Thursday, July 20, 2023

Keyword Recognition

Daniel Lemire's recent blog post Recognizing string prefixes with SIMD instructions and one he linked to Modern perfect hashing for strings prompted me to revisit how I was recognizing keywords in gSuneido. Although I find it interesting how you can use advanced processor instructions, I didn't really want to get into that. But like most things, even without looking at my code, I figured it could probably be improved.

I found that I was recognizing language keywords (28) with a linear search, sorted by frequency of occurrence. For query keywords I was using a Go map. Both were quite fast, certainly not a bottleneck.

The reason I hadn't used a Go map for language keywords was that I wanted to "intern" the strings. And there's no way to retrieve the key of a Go map (unless you loop through all of them). Normally it doesn't matter since you need the key to do a lookup in the first place. But the key I'm doing a lookup with is a slice from the source code. If I hold onto that key, it will keep the entire source code in memory (because the reference prevents garbage collection).

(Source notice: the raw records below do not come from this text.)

PR #575, opened 2024-04-22
Image Building Clients & SDK

ariefrahmansyah:
# Description

Continuation of PR #574:

1. Rework Get Image API to include image building job status and return termination message from job and/or pod.
2. Generate client code & add build_image() function in Merlin SDK.

# Modifications

1. Update swagger.yaml
2. Generate Golang & Python clients
3. Add build_image() function in Merlin Python SDK
4. Modify ImageBuilder interface so that
   a. BuildImage() now accepts `backoffLimit *int32`. During testing, when the image building job got retried, there's a short time when job status is failed hence the GetImageBuildingJobStatus() could return during this retry. Merlin SDK might be terminated here even though the image building job is still retrying. To avoid false negative, I set the backoff limit default value to 0 if image building is triggered from merlin SDK.
   b. Add new GetImageBuildingJobStatus()

# Tests

- [x] Build image via Python SDK

# Checklist
- [x] Added PR label
- [x] Tested locally
- [x] Updated documentation

# Release Notes

```release-note
Add build_image() in SDK
```


swagger.yaml
```diff
@@ -545,6 +547,60 @@ paths:
...
+        in: path
+        required: true
+        schema:
+          type: integer
+      - name: version_id
+        in: path
+        required: true
+        schema:
+          type: integer
+      responses:
```
deadlycoconuts, line 566: Should we also include the a `400` BadRequest (https://github.com/caraml-dev/merlin/blob/b5733e50dec330314f0cf30c02a4fdccf475e903/api/api/response.go#L118) error when the model type is invalid, and a `500` (https://github.com/caraml-dev/merlin/blob/b5733e50dec330314f0cf30c02a4fdccf475e903/api/api/response.go#L127) error when the appropriate image builder cannot be found?

swagger.yaml
```diff
@@ -545,6 +547,60 @@ paths:
...
+        required: true
+        schema:
+          type: integer
+      requestBody:
+        content:
+          "*/*":
+            schema:
+              "$ref": "#/components/schemas/BuildImageOptions"
+        required: false
+      responses:
```
deadlycoconuts, line 597: Similar to the comment above, should we also include the a `400` BadRequest (https://github.com/caraml-dev/merlin/blob/b5733e50dec330314f0cf30c02a4fdccf475e903/api/api/response.go#L118) error when the model type or request body is invalid?

swagger.yaml
```diff
@@ -545,6 +547,60 @@ paths:
...
+          type: integer
+      responses:
+        '200':
+          description: OK
+          content:
+            "*/*":
+              schema:
+                "$ref": "#/components/schemas/VersionImage"
+        '404':
+          description: Version with given `version_id` not found
```
deadlycoconuts, line 574: This error also gets returned when `model_id` cannot be found.

python/sdk/merlin/model.py
```diff
@@ -1115,6 +1105,62 @@ def list_endpoint(self) -> List[VersionEndpoint]:
...
+            body=options,
+        )
+
+        bar = pyprind.ProgBar(
+            100,
+            track_time=True,
+            title=f"Building Docker image for model {self.model.name} version {self.id}",
+        )
+
+        while True:
```
deadlycoconuts, line 1140: Wait, if the image building job fails or gets interrupted somehow, would this loop never end (until 10s * 100 iterations or around 16/17 minutes later)? :O

deadlycoconuts (approved):
Overall everything looks good! Thanks a lot for this PR! 🚀

My main concern's with how users are going to get a more 'up-to-date' signal that an image building job has failed (or has been interrupted) instead of waiting till the polling timeout happens. That said, maybe it's really impossible to do this without changing the API server to manage some state to store the status of all image building jobs, or to check all the running image building-related goroutines 🤔 But oh well if that's the case it's not a big problem either; was just wondering if there's a way around this.

python/sdk/merlin/model.py
ariefrahmansyah: Yes, because the current implementation is not storing any state on the DB, we don't have any reliable source for image existence other than the image repository itself. We depends on the remote repository for the image status.

If we want to have a reliable source about the image building status, I think we should have a new table for this (I don't think we can reuse the deployments table as it has endpoint_status which is specifically used for the version endpoint).

ariefrahmansyah: As discussed offline, I've updated the Get Image API to get image building k8s job as well so that this poll will check the `image_building_job_status` whether to continue polling or break.

api/api/version_image_api_test.go
```diff
@@ -64,6 +65,103 @@ func TestVersionImageController_GetImage(t *testing.T) {
...
+			versionImageService: func() *mocks.VersionImageService {
+				svc := &mocks.VersionImageService{}
+				svc.On("GetImage", mock.Anything, mock.Anything, mock.Anything).
+					Return(models.VersionImage{
+						ProjectID: 1,
+						ModelID:   1,
+						VersionID: 1,
+						ImageRef:  "ghcr.io/caraml-dev/project-model:1",
+						Exists:    true,
+						JobStatus: models.ImageBuildingJobStatusUnknown,
```
leonlnj, line 104: unknown is returned when job is missing?

api/pkg/imagebuilder/imagebuilder.go
```diff
@@ -718,3 +719,27 @@ func (c *imageBuilder) createKanikoJobSpec(
...
 	return job, nil
 }
+
+func (c *imageBuilder) GetImageBuildingJobStatus(ctx context.Context, project mlp.Project, model *models.Model, version *models.Version) (models.ImageBuildingJobStatus, error) {
+	kanikoJobName := c.nameGenerator.generateBuilderJobName(project, model, version)
+
+	jobClient := c.kubeClient.BatchV1().Jobs(c.config.BuildNamespace)
+	job, err := jobClient.Get(ctx, kanikoJobName, metav1.GetOptions{})
+	if err != nil {
+		return models.ImageBuildingJobStatusUnknown, err
```
leonlnj, line 729: what if the job is in pending state? Not started and before active. Or that is covered under active?

leonlnj: just bit odd too that when there is error its unknown status, when there is no error its also unknown status

api/service/version_image_service.go
```diff
@@ -43,6 +44,13 @@ func (s *versionImageService) GetImage(ctx context.Context, model *models.Model,
 	}
 
 	versionImage := imageBuilder.GetVersionImage(ctx, model.Project, model, version)
+
+	jobStatus, err := imageBuilder.GetImageBuildingJobStatus(ctx, model.Project, model, version)
+	if err != nil {
+		log.Errorf("error getting image building job status: %v", err)
```
leonlnj, line 50: in the event of dependencies conflict, this will not be propagated via the sdk right?

api/api/version_image_api_test.go
ariefrahmansyah: Yes, correct.

api/pkg/imagebuilder/imagebuilder.go
ariefrahmansyah: -> what if the job is in pending state? Not started and before active. Or that is covered under active?
It's covered under active. Active is the number of pending and running pods. Ref: https://pkg.go.dev/k8s.io/api@v0.29.2/batch/v1#JobStatus

api/pkg/imagebuilder/imagebuilder_test.go
```diff
@@ -1867,3 +1868,190 @@ func Test_imageBuilder_getHashedModelDependenciesUrl(t *testing.T) {
...
+				return true, &v1.PodList{
+					Items: []v1.Pod{*pod},
+				}, nil
+			},
+			want: models.ImageBuildingJobStatus{
+				State: models.ImageBuildingJobStateFailed,
+				Message: `Error
+
+Job conditions:
+┌───────────────────────────────┬────────┬──────────────────────┬─────────────────────────────────────────────┐
```
leonlnj, line 2000: i dont know if we really want to validate the table 😅  can we just check that `Job has reached the specified backoff limit` and `CondaEnvException: Pip failed` exist for example

api/queue/work/model_service_deployment.go
```diff
@@ -215,7 +215,7 @@ func (depl *ModelServiceDeployment) generateModelOptions(ctx context.Context, mo
 	modelOpt := &models.ModelOption{}
 	switch model.Type {
 	case models.ModelTypePyFunc, models.ModelTypePyFuncV3:
-		imageRef, err := depl.ImageBuilder.BuildImage(ctx, model.Project, model, version, endpoint.ImageBuilderResourceRequest)
+		imageRef, err := depl.ImageBuilder.BuildImage(ctx, model.Project, model, version, endpoint.ImageBuilderResourceRequest, nil)
```
leonlnj, line 218: whats the motivation behind adding backofflimit when all the caller are going to pass a nil?

leonlnj (approved):
some small question but overall LGTM, thanks! feel free to merge when done

api/queue/work/model_service_deployment.go
ariefrahmansyah: Passing nil there for backward compatibility, so if they pass nil, Merlin will use the default value from the configuration (https://github.com/caraml-dev/merlin/blob/main/api/config/config.go#L225).

If SDK specifies a number, it will get propagated to the API and kaniko job spec.

For more background, the original reason we added this retry for the image building job is to retry when the pip installation failed due to an issue that can be recovered (e.g. network error).

api/pkg/imagebuilder/imagebuilder_test.go
ariefrahmansyah: We can, but we will need to modify the assertion function to use some string comparison function. I'll keep it as is for now.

One of the first things I tried (Compile-time switches from the Modern article) was one of the fastest (4x faster than the old linear search) - switch on the length, and then switch on the i'th character (chosen for each length). For example:

switch len(s) {
case 2:
    switch s[1] {
    case 'f':
        if s == "if" {
            return tok.If, "if"
        }
    case 's':
        if s == "is" {
            return tok.Is, "is"
        }

I find it a little surprising that this turned out to be the fastest since it has quite a few branches - two switches plus a string comparison. Using Compiler Explorer to look at the assembler, I found the code was quite good. I was expecting a call to a string comparison function, but it is unrolled inline. It may actually be beneficial that the switches are explicit so each branch can get its own prediction.

Based on the assembler, I simplified the code. This was just as fast, smaller source code, and smaller machine code.

switch len(s) {
case 2:
    if s == "if" {
        return tok.If, "if"
    }
    if s == "is" {
        return tok.Is, "is"
    }

Because it was comparing constant strings and it knew the length matched, it compared them as multi-byte integers instead of strings. 2, 4, and 8 bytes matched int16, int32, and int64. For lengths of 3, 5, 6, and 7 it used a combination e.g. 6 characters was an int32 and an int16.

I did try various other approaches.

I tried finding "perfect" hash functions and table sizes, which turned out to be trickier than I thought. It was almost as fast as the switch version.

I tried another hash table implementation, but it was slower than the Go map.

I tried switching on the length and then doing a linear search.

In the end I went with the switch version since it was fastest. It was a little more verbose, but Tabnine handled most of the code generation.

Did this micro-optimization make any difference to the overall speed? No, not that I saw from a quick test. But it was an interesting investigation. And yes, premature optimization can be a mistake. But ignoring speed is also a mistake.